Wherever the word "path" appears in a line of the records, copy that line.
-*-
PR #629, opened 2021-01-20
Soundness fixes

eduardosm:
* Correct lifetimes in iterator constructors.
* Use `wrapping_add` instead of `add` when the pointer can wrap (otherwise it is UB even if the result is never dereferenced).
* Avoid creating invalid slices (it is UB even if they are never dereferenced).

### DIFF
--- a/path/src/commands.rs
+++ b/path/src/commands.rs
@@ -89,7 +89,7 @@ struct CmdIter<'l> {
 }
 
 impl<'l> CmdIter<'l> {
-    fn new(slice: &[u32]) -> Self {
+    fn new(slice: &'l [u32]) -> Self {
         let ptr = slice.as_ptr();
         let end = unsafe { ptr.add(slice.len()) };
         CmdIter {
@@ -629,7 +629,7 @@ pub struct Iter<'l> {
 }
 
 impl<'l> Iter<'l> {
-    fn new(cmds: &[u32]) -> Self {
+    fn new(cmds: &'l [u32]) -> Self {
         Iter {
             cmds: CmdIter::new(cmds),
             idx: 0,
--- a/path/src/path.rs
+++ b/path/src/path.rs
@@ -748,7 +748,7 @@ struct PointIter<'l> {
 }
-*-
• RESPONSE AREA:
--- a/path/src/commands.rs
+++ b/path/src/commands.rs
--- a/path/src/path.rs
+++ b/path/src/path.rs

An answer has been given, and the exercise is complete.